I murmured some polite deprecation, but I was sure it was not death that frightened her.

Drawing from my pocket her letter and the copy of the will I had prepared I explained as best I could why I had come. I was tolerably confused. I could not question her entire sanity, and as I did not wish in any way to hint at what I felt concerning Emily I soon involved myself in a veritable dust of legal pedantry. Finally I asked whether there were other children.

Mrs. Drainger heard me out in ironic silence.

"I have no others," she admitted at length, and added after a second, "Thank heaven!"

"There remains only one other matter," I said. "The provisions of your will are such that unless she knows them in advance Miss Emily will almost inevitably forfeit the inheritance."

"I am aware of that," said the voice, and the pale hands moved imperceptibly. "I am quite well aware of what I am doing, Mr. Gillingham, and I repeat, my daughter is not to ask impertinent questions."

I bowed, somewhat ruffled.
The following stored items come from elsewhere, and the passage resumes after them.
PR #1458, opened 2016-09-09
Add a #%namespaced form to racket/base for use with language extensions

lexi-lambda:
This is a set of changes designed to make implementation of language extensions, aka “meta-languages”, easier. It is related to an email conversation I had with @mflatt and @AlexKnauth a couple months ago.

Currently, simple language extensions like `s-exp` and `at-exp` work well with the Racket `#lang` model, but more complex ones like Alex’s `afl`, `debug`, and `hygienic-quote`, my own `curly-fn`, and DrRacket’s graphical syntax rely on a set of hacks to work properly. Here’s a summary of the problem:

  1. Historically, `read` and `read-syntax` are supposed to have identical behavior, the only difference is that `read-syntax` includes source location information. Importantly, syntax objects produced by `read-syntax` are *not* supposed to include lexical context.

  2. Implementation of new syntactic features is easy in most `#lang`s: the reader simply produces some kind of tagged s-expression, and the module language provides a macro bound to that tag. This allows most logic to remain in macro-expansion, instead of the reader, which is nice. It also permits adding arbitrary syntactic features without adding the dimension of lexical scopes to reader functions.

  3. Language extensions/meta-languages that want to introduce new syntactic features have a problem: they do not have any control of the lexical environment being provided by the module language. I will use `curly-fn` as an example, since it is my package and I am most familiar with it, but the below comments also apply to many of Alex’s packages and “graphical syntax”, and I’m sure it has other applications as well.

Currently, `curly-fn` and similar packages use a hacky workaround that involves using `make-syntax-introducer` to apply a scope to the entire module, then selectively removing it for identifiers that should be hygienically introduced by the language extension. This is to avoid ambiguous binding errors caused by inappropriately returning syntax objects with lexical context from `read-syntax`. This solution sort of works, but it is not without significant problems:

  1. Doing this completely breaks `read`. Given that a proper interpretation of a module now *requires* additional lexical context, this introduces an extra dimension to module reading that currently didn’t exist.

  2. Languages implemented this way are difficult to compose or reuse. Even though `curly-fn` is implemented via readtable, it’s impossible to use the `curly-fn` readtable in another `#lang`, because the scope introduced by `make-syntax-introducer` won’t exist in the other language.

  3. For similar reasons to the above two points, these kinds of extensions don’t really work in the REPL, at least not without a lot of extra work to create a separate set of hacks for handling top-level interactions.

  4. It isn’t well-supported by the compiler, so it leads to [things like this][1] to get namespacing to work properly. This is pretty brittle, so it’s definitely a bad pattern to see.

There are two obvious ways to fix this problem. The first would be to enhance the compiler and macro expander to properly support syntax objects with lexical produced by `read-syntax` and do away with `read` entirely. This would involve a lot of work, and it’s not entirely clear what it would take. I don’t actually personally think that obsoleting `read` for reading languages would be much of a loss, but it would definitely be a break from things.

The alternative approach is to provide a hook in base languages that language extensions can use to safely introduce hygienic syntactic extensions. This pull request implements such a hook, in the form of a new `#%namespaced` syntax transformer that is provided by `#lang racket/base`. This is a form of simple, explicit identifier namespacing implemented as an entirely derived concept within the existing Racket macro system—the only reason it needs to go in `base` is so that `racket/base` can provide it.

There’s no doubt that `#%namespaced` is an easy way out of a larger problem: it effectively reintroduces a limited solution that other languages use as a “hygiene substitute”. However, here it is only used as a hook for language extensions to offload as much work as possible to the hygienic macro expander, so it’s not nearly as insidious as it might first appear. It also solves a practical problem that various people seem to have run into, myself included, while the more general approach would involve an unknown effort that nobody really has the time to research and implement.

To see the compromise solution in action, I have updated my `curly-fn` package to demonstrate what a use of `#%namespaced` looks like in the implementation of a language extension. You can see the [relevant lines here][2], though the existing implementation is a little bit cluttered because it supports `#lang`s that don’t support `#%namespaced` using the older approach. However, for languages that *do* support `#%namespaced`, `curly-fn` can both be easily mixed in using its readtable extension *and* works in the REPL without any additional effort. I would imagine this sort of solution would also work with other packages as well as DrRacket’s graphical syntax.

My apologies for the long pull request description—I want to make the motivations as clear for this change as possible. Please let me know if you have any questions, suggestions, or concerns.

[1]: https://github.com/lexi-lambda/racket-curly-fn/blob/cef01874a9a5282d0a72e3acc2630c7605359c93/curly-fn-lib/curly-fn/lang/reader.rkt#L3-L9
[2]: https://github.com/lexi-lambda/racket-curly-fn/blob/cef01874a9a5282d0a72e3acc2630c7605359c93/curly-fn-lib/curly-fn/lang/reader.rkt#L59-L63

### DIFF
--- a/pkgs/racket-doc/scribblings/reference/syntax.scrbl
+++ b/pkgs/racket-doc/scribblings/reference/syntax.scrbl
@@ -17,6 +17,8 @@
                      (only-in compiler/cm-accomplice
                               register-external-module)
                      racket/performance-hint
+                     (only-in syntax/module-reader
+                              make-meta-reader)
                      syntax/parse))
 
 @(define require-eval (make-base-eval))
@@ -1753,6 +1755,36 @@ expander introduces @racketidfont{#%app} identifiers.
 
 Like @racket[#%app], but without support for keyword arguments.
 As a special case, @racket[(#%plain-app)] produces @racket['()].}
+
+@;------------------------------------------------------------------------
+@section[#:tag "namespaced-transformer"]{Explicitly Namespaced Identifiers: @racket[#%namespaced]}
+
+The @racket[#%namespaced] form adds a form of explicit identifier namespacing, designed to be used in
+contexts where syntax objects must be created without lexical scope, such as when implementing
+@racket[read-syntax] for a language. This is especially useful for “language extensions”, also known
+as “meta languages”, such as languages created using @racket[make-meta-reader]. Since language
+extensions do not have control over the lexical environment that the produced syntax objects will be
+evaluated in, it is difficult to create hygienic extensions that adjust semantics. If the “host”
+language provides @racket[#%namespaced], then language extensions can use it to safely hook into
+the result by defining ordinary syntax transformers.
+
+For other use cases, @racket[#%namespaced] is usually the wrong choice. See @racket[local-require] for
+a more flexible, alternative way to scope imported identifiers without the need for explicit
+namespacing.
+
+@defform[(#%namespaced module-path form)
+         #:grammar ([form id (id . args)])]{
+Equivalent to @racket[form], except that @racket[id]’s lexical context is adjusted to refer to an
+identifier imported from @racket[module-path]. All source locations and syntax properties in
+@racket[form] are preserved, and if @racket[form] is a pair, then @racket[args] are passed through
+entirely unmodified.
+
+@mz-examples[
+(#%namespaced racket/math pi)
+(#%namespaced racket/list (take '(1 2 3) 2))
+(#%namespaced racket/match (match '(1 2 3)
+                             [(list _ x _) x]))
+]}
 
 @;------------------------------------------------------------------------
 @section[#:tag "lambda"]{Procedure Expressions: @racket[lambda] and @racket[case-lambda]}
--- a/pkgs/racket-test/tests/racket/namespaced-transformer.rkt
+++ b/pkgs/racket-test/tests/racket/namespaced-transformer.rkt
@@ -1,0 +1,14 @@
+#lang racket/base
+
+(require rackunit
+         syntax/macro-testing)
+
+(check-= (#%namespaced racket/math pi) 3.14159 0.00001)
+(check-equal? (#%namespaced racket/list (take '(a b c) 2)) '(a b))
+(check-equal? (#%namespaced racket/match (match '(a b c)
+                                           [(list _ x _) x]))
+              'b)
+
+(check-exn #rx"^quote: unbound identifier"
+           (λ () (convert-syntax-error
+                  (#%namespaced racket/list '(1 2 3)))))
--- a/racket/collects/racket/private/base.rkt
+++ b/racket/collects/racket/private/base.rkt
@@ -12,6 +12,7 @@
              "cert.rkt"
              "submodule.rkt"
              "generic-interfaces.rkt"
+             "namespaced-transformer.rkt"
              (for-syntax "stxcase-scheme.rkt"))
 
   (#%provide (all-from-except "pre-base.rkt"
@@ -38,6 +39,7 @@
              (all-from "cert.rkt")
              (all-from "submodule.rkt")
              (all-from "generic-interfaces.rkt")
+             (all-from "namespaced-transformer.rkt")
              (for-syntax syntax-rules syntax-id-rules ... _)
              (rename -open-input-file open-input-file)
              (rename -open-output-file open-output-file)
--- a/racket/collects/racket/private/namespaced-transformer.rkt
+++ b/racket/collects/racket/private/namespaced-transformer.rkt
@@ -1,0 +1,53 @@
+(module namespaced-transformer "pre-base.rkt"
+
+  (require (for-syntax "pre-base.rkt"
+                       "stx.rkt"
+                       "stxcase-scheme.rkt"))
+
+  (provide #%namespaced)
+
+  (define-for-syntax (strip-context e)
+    (cond
+      [(syntax? e)
+       (datum->syntax #f (strip-context (syntax-e e)) e e)]
+      [(pair? e) (cons (strip-context (car e))
+                       (strip-context (cdr e)))]
+      [(vector? e) (list->vector
+                    (map (lambda (e) (strip-context e))
+                         (vector->list e)))]
+      [(box? e) (box (strip-context (unbox e)))]
+      [(prefab-struct-key e)
+       => (lambda (k)
+            (apply make-prefab-struct k
+                   (strip-context (vector->list (cdr (struct->vector e))))))]
+      [else e]))
+
+  (define-syntax (#%namespaced stx)
+    (syntax-case stx ()
+      [(_ module-path form)
+       (unless (module-path? (syntax->datum #'module-path))
+         (raise-syntax-error #f "bad module path" stx #'module-path))
+       (cond
+         [(identifier? #'form)
+          (syntax-local-introduce
+           (syntax-local-lift-require
+            (syntax-local-introduce (strip-context #'module-path))
+            (syntax-local-introduce (strip-context #'form))))]
+         [(stx-pair? #'form)
+          (unless (identifier? (stx-car #'form))
+            (raise-syntax-error #f "namespaced form must start with identifier" stx (stx-car #'form)))
+          (datum->syntax #'form
+                    (cons (syntax-local-introduce
+                           (syntax-local-lift-require
+                            (syntax-local-introduce (strip-context #'module-path))
+                            (syntax-local-introduce (strip-context (stx-car #'form)))))
+                          (stx-cdr #'form))
+                    #'form #'form)]
+         [else
+          (raise-syntax-error #f "namespaced form must be pair or identifier" stx #'form)])]
+      [(_ _)
+       (raise-syntax-error #f "missing namespaced form" stx)]
+      [(_)
+       (raise-syntax-error #f "missing module path and namespaced form" stx)]
+      [(_ _ _ . _)
+       (raise-syntax-error #f "too many sub-forms" stx)])))


pkgs/racket-doc/scribblings/reference/syntax.scrbl
```diff
@@ -1755,6 +1757,36 @@ Like @racket[#%app], but without support for keyword arguments.
...
+
+For other use cases, @racket[#%namespaced] is usually the wrong choice. See @racket[local-require] for
+a more flexible, alternative way to scope imported identifiers without the need for explicit
+namespacing.
+
+@defform[(#%namespaced module-path form)
+         #:grammar ([form id (id . args)])]{
+Equivalent to @racket[form], except that @racket[id]’s lexical context is adjusted to refer to an
+identifier imported from @racket[module-path]. All source locations and syntax properties in
+@racket[form] are preserved, and if @racket[form] is a pair, then @racket[args] are passed through
```
jsmaniac: What happens to the source location and syntax properties of the pair itself? In other words, if `id` is a macro, what does `(syntax-source stx)` produce within the macro? If I read you code correctly, I think the source location and properties of the syntax pair (or syntax list) itself are preserved.

Is this what "All source locations and syntax properties in `@racket[form]` are preserved" implies?

lexi-lambda: Yes, that’s all correct. The implementation of `#%namespaced` is very careful to preserve *all* source locations and properties, even the ones “on the parentheses”, that is, the srclocs and properties of the pair itself.

mflatt:
@lexi-lambda After a first read (finally!), I don't get how `#%namespaced` differs from `local-require`. Can you say more about the difference, or maybe point me to a part of the description that I missed?

lexi-lambda:
@mflatt Sure. For `racket/base` specifically, the difference isn’t super relevant. However, for other `#lang`s, it might be.

The idea is that `#%namespaced` is much “lower level” than something like `local-require`. It’s the absolute minimum functionality required to add a way for meta-languages to ask for specific bindings without doing things like producing syntax from `read-syntax` with scopes. Using `local-require` for this would require meta-languages to make two assumptions:

  1. All `#lang`s that support language extensions provide `local-require` under the same name.
  2. All `#lang`s that support language extensions provide a block-scoping form under the same name (probably `let`).

These are much stronger requirements than asking all languages to reprovide `#%namespaced` from `racket/base`, which is conceptually much closer to reproviding similar hooks like `#%datum` or `#%top`. Additionally, `local-require` + `let` probably wouldn’t be a good replacement for `#%namespaced`, anyway, since that would make things like this fail to work:

```racket
#lang curly-fn racket/base
(require (only-in racket/base [let racket-let])
         (for-syntax syntax/parse))

; use a Clojure-like let
(define-syntax let
  (syntax-parser
    [(_ [(~seq x:id v:expr) ...] body:expr ...+)
     #'(let ([x v] ...) body ...)]))

#{+ % 2} ; oops, now `let` has different semantics
```

Basically, it seems extremely likely that `let` will be rebound in different `#lang`s, so it wouldn’t make sense to use it as part of an implicit protocol all `#lang`s must support. The `#%namespaced` form makes the protocol as simple and explicit as possible.

mflatt:
@lexi-lambda Thanks – that makes sense.

Sorry for delaying this so long, but I think we should wait at least until after the v6.8 branch before merging.

Then, I wonder how bad it would be to delay even a little longer:

Not only am I back to Racket work (my semester dominated by teaching is over, happily), but I expect to rewrite the Racket reader as my next task. It seems possible that a fresh look at the reader and reader–expander stack will suggest a more general solution, especially with bytecode-level changes as fair game. It would be nice to avoid `#%namespaced` if a more general replacement is in reach.

Then again, I don't know whether the reader implementation itself is a 1-week, 1-month, or longer task. It may be too much of a delay, considering that I don't even know whether we'll find a more general solution, and considering we have a useful intermediate solution.

lexi-lambda:
That all makes sense to me. `#%namespaced` is a hack. It’s a hack that solves a problem, but it’s still a hack. If you think that there’s even a *possibility* that it can be done better, then I think it’s worth putting it off to try that first. I would only suggest going this route if it’s really unclear how to do it otherwise.

LeifAndersen:
Has this idea died completely? Or have we found a better approach.

lexi-lambda:
My understanding is that we are waiting for the Racket rewrite of the macroexpander to become *the* macroexpander, which is currently waiting on the Chez rewrite, so this has been put on hold until that takes place. Is there something you would like it for?

LeifAndersen:
Nothing urgent. I just think it would be nice to add new (not entirely s-expressiony) syntax to Video, and I would (ideally) like to do it in a composable way.

mbutterick:
I’ve been wanting to add a tutorial about metalanguages to _Beautiful Racket_. But this issue has puzzled me.

> There are two obvious ways to fix this problem. The first would be to enhance the compiler and macro expander to properly support syntax objects with lexical [context] … The alternative approach is to provide a hook in base languages that language extensions can use to safely introduce hygienic syntactic extensions.

I find it confusing that a metalanguage hooks into only the reader but would expect to behave as both a reader (that is, converting bytes from an input stream into syntax objects) **and** an expander (that is, introducing bindings for these syntax objects). 

The idea of inventing a new “hygienically expandable reader” layer — perhaps it would work, but it seems to merge two ideas that are separate for good reasons (much like [ligers](http://ligerfacts.org/)). This would create a conceptual disjoin with the standard language-making workflow.

Why not give the metalanguage two bites at the apple, just like any other language? That is, let the metalanguage have a `reader` submodule (that implements its reader hacking) and then an expander (to handle the syntax it introduced).

So instead of this:

source code → metalanguage reader (that maybe sneaks in some bindings early) → main reader → metalanguage expander

The flow would look like this:

source code → metalanguage reader → main reader → metalanguage expander → main expander

Thereby preserving the firewall between reader world (where no bindings tread) and expander world.

AlexKnauth:
How would it know which "expander layer" it should use to look up bindings for any given form?

The status quo answers that question with: "use the main expander for everything."

This pull request answers that question with: "use the module given in the `#%namespaced` form for that."

What your comment seems to suggest to me is: "have each reader layer tag its outputs with the expander layer that goes with it, and when racket's expander is processing a form, it should use the expander layer shown by the tag on that form."

Is that right? Or were you thinking of something else?

lexi-lambda:
> I find it confusing that a metalanguage hooks into only the reader but would expect to behave as both a reader (that is, converting bytes from an input stream into syntax objects) **and** an expander (that is, introducing bindings for these syntax objects).

I disagree with this part of the premise. It’s true that it’s been Lisp tradition to have a “reader” that produces raw, “flat” data, but Racket is not a traditional Lisp, and its reader already produces syntax objects (albeit syntax objects with no lexical context). Why do we force our readers to produce unhygienic data to be at the mercy of the module language? Would it not be more elegant for `#lang`s to be able to produce syntax objects fully enriched with lexical context so that users do not have to worry about mangling the names of their core forms with things like `#%my-form`?

The current approach of producing syntax objects with no lexical context works well for `#lang racket`, which has very little syntax to begin with, and all of its types of syntax are essentially represented in the sorts of things that may be 2D syntax objects. Other `#lang`s with more syntax do not have this luxury. For example, consider my own `#lang tulip` implementation, which uses a non-s-expression syntax. A lambda in `#lang tulip` is written `[ x => add 1 x ]`. A user of this `#lang` should not be able to shadow the binding that implements the lambda syntax! So my reader produces something like `(#%lambda [(x) (add 1 x)])`, and fortunately, identifiers beginning with `#%` are not legal in Tulip. However, it’s annoying that this is even a problem—macros do not have this issue, since they can use lexical scope to hide their implementation details.

It seems to me that the nicest solution to this problem is to make readers *more* hygienic, not less. Instead of forcing `#lang` authors to do a complicated dance of producing a magical symbolic name and arranging for that name to be bound, just let them produce a syntax object with some preset lexical context. It solves the `#lang` problem and the meta-language problem, and it is a strict superset of existing functionality. (The only potential gotcha is that some tools might assume using `read` instead of `read-syntax` is okay if they don’t want source locations, but existing meta-languages *already* violate that assumption by depending on the undefined behavior of producing syntax objects with scopes from the reader.)

mbutterick:
FWIW I think this PR edges into the broader question of how to compose `#lang`s — which is interesting and largely unexplored. Should it be possible? Seems like it. How? Building upon the current metalanguage technique seems iffy, given that many of the interesting things that metalangages want to do contradict longstanding Racket policies. IOW, perhaps better to put metalanguages on the shelf next to PLaneT, and start over with a better idea.

> How would it know which "expander layer" it should use to look up bindings for any given form? … What your comment seems to suggest to me is: "have each reader layer tag its outputs with the expander layer that goes with it, and when racket's expander is processing a form, it should use the expander layer shown by the tag on that form."

Mark the relevant identifiers with syntax properties? If you want to maintain a correspondence between which syntax objects are handled by which expander. That may not always be the case however.

> Why do we force our readers to produce unhygienic data to be at the mercy of the module language? 

So it’s possible to reason about how the expander will affect its input. “No bindings” is a strong, simple, verifiable guarantee. “Maybe bindings, sometimes, depending” is not.

I could flip your question around: why should `#lang` authors be at the mercy of whatever metalanguages users add to the `#lang` line? Given that today’s `#lang`s are a bread-and-butter feature in Racket, and today’s metalanguages something of a sideshow, they can’t be put on the same footing.

lexi-lambda:
> So it’s possible to reason about how the expander will affect its input. “No bindings” is a strong, simple, verifiable guarantee. “Maybe bindings, sometimes, depending” is not.

Yes, it would certainly be necessary to come up with a well-defined, internally consistent semantics for what scopes on reader-produced syntax *mean*. If that turned out to be way harder than anticipated, I would not recommend it, but it seems feasible to me.

> I could flip your question around: why should `#lang` authors be at the mercy of whatever metalanguages users add to the `#lang` line?

I’m not sure I understand how your proposal would intrinsically give `#lang` authors any more control over metalanguages than adding scopes to reader syntax would.

That said, yes, it’d be nice to make sure `#lang`’s invariants can’t be broken by bad actors. Currently, meta-languages that introduce new forms unfortunately already have the potential to do that. The general question here of how to safely compose languages seems like a rich area of research, but existing meta-languages are already exploiting undefined behavior to do what they need to do, and I think we mostly agree what they do is useful and desirable. There’s certainly a discussion to be had over how much we are willing to do something quick to support metalanguages or if we ought to wait until we know how to do The Right Thing.

This pull request is clearly *not* The Right Thing. Both my proposal and your proposal seem a little closer to The Right Thing, but I’d bet they’re still pretty far off if we care about enforcing language invariants and making sure languages actually compose. I imagine it’s trivial to show that languages do not compose in general, so there would likely need to be a restricted but sufficiently expressive language to express language extensions… but that seems well into the bounds of new research and is probably out of scope for a discussion on a GitHub pull request.

mbutterick:
Sorry to be a moron, but if you refined the idea behind `#%namespaced` to use, say, identifier renaming rather than scopes — wouldn’t you end up with a solution compatible with today’s `#lang` convention that `read-syntax` ought to return a syntax object with no bindings?

Suppose you have `#lang mu hostlang`. Roughly:

1. `mu` is a metalanguage that wraps the reader as usual and relies on certain bindings. Let’s say `let` and `local-require` from `racket/base`. 

2. Obviously, `mu` can’t assume that `let` or `local-require` is available in `hostlang` with the expected meanings. So `mu` also provides its `let` and `local-require` (as an expander module would).

3. When the `mu` reader extension runs,  its uses of `let` and `local-require` are _✨waves hands:sparkles:_ replaced with `mu:let` and `mu:local-require`.

4. The `read-syntax` in `hostlang` can do `strip-context` (or equivalent) on its syntax object, and these identifier names will remain intact.

5. Then the `hostlang` expander runs. Everything is good except there’s no binding for `mu:let` and `mu:local-require`. This would ordinarily trigger an unbound-identifier error, but ...

6. …  _✨waves hands, more vigorously:sparkles:_ Racket has shimmed `#%top` to import the identifiers from `mu`, prefixed as before. So they are bound to the values `mu` intended.

7. Repeat for other metalanguages on the `#lang` line.

lexi-lambda:
That scheme doesn’t work (nor does *any* name-mangling scheme), since it will capture user-defined bindings named `mu:let` (since `#%top` only gets introduced if the name is unbound). Also, what if the language provides its own version of `#%top`? Also also, it’s not immediately clear to me why making `#%top` do this magically is any easier than just making the expander accept syntax from the reader with scopes on it.

Maybe the first two points are intentional? But it’s not immediately clear to me why they would be advantageous.

jackfirth:
There was a little discussion at RacketCon 2017 about the problem this PR tackles and one interesting proposed solution was to reframe the problem as one of reader _datums_ rather than reader _bindings_. Basically, instead of producing a list reader extensions could produce syntax objects containing a _Q value_: an entirely new kind of primitive value that self-describes how to macroexpand it. Q values would contain the following:

- Some other Racket value representing its "datum", which might contain nested syntax objects within it just like list syntax objects.
- A module binding reference (symbol + module path + phase) for a function that defines how to macroexpand the datum.

It would need to be a new kind of value instead of, say, structs with some special property because transparent structs aren't cross-phase persistent and prefab structs can't have struct properties.

In this brave new world, reading and expanding `#lang curly-fn racket/base` would work like this:

- The `curly-fn` reader reads `racket/base` to determine the host language reader, then overrides the host reader to read `#{list 1 % 3}` as a Q value containing the list `'(list 1 % 3)`, the symbol `curly-fn-expand`, and the module path `(lib "curly-fn")`.
- The `racket/base` reader does what it normally does to produce a syntax object without any lexical information.
- The Racket expander does what it normally does _except_ the `#{list 1 % 3}` Q value is expanded by dynamically requiring `curly-fn-expand` from `curly-fn` and calling it with two arguments: the Q value's datum `'(list 1 % 3)` and a procedure for recursively expanding nested syntax objects.
- The `curly-fn-expand` procedure implements the expansion by inserting a `#%curly-fn` identifier that's bound as a macro in the `curly-fn` module (_not_ an identifier with no binding like `#%app`).
- That `#%curly-fn` macro does normal macro-y things, possibly using syntax parameters to communicate with the host language and imported libraries it's being used with.

This preserves clean separation between the reader and expander: the former produces only structured data describing what the programmer _wrote_, while the latter resolves bindings and expands transformers to produce structured data describing what the programmer _meant_. It also gives reader extensions control over how languages and modules can configure or override them. It's essentially if you took `#%namespaced` and made it an entirely separate kind of value that the Racket core expander treats specially instead of a magic hook macro that a host language has to implement with special scoping logic.

I'm pretty sure the name "Q value" was chosen without much significance and I might not even be remembering the name correctly. Ask @willghatch for more details (since it was his idea).

lexi-lambda:
Another thought, similar to @jackfirth’s comment: we might already have a way to do this in `#%datum`. If readers produce 3D syntax, the macroexpander will wrap it in `#%datum`. Currently, Racket’s `#%datum` blindly expands to `quote`, but it would be possible to create a protocol certain values could implement (structure type properties or generic interfaces, perhaps?) that would be handled differently by `#%datum`. This would still involve tweaking the `#%datum` form from `racket/base`, so it isn’t free, but it might be less complicated than changing the macroexpander. On the other hand, I don’t know how the reader interacts with the separate module instantiations introduced by phasing, so the structs would likely need to be cross-phase persistent, which I think currently rules out generic interfaces (but structure type properties would work).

I added that it would be necessary to witness her signature in the usual manner. She seemed surprised to learn that two persons were necessary, and remained silent.

"Call Emily," she directed.

"Emily will not do," I objected, "since she is a possible beneficiary."

"I am aware," she responded coldly. "Call Emily."

Emily, being summoned, was directed to procure the presence of a Mrs. Mueller, living near by, who occasionally helped with the work. She seemed unusually tractable and departed on her errand without comment.

For some three or four minutes Mrs. Drainger did not speak. I could not, of course, see her face; but once or twice her hands shifted in her lap, and I thought she was perturbed. My own conversational efforts had been so uniformly unfortunate that I concluded to remain silent.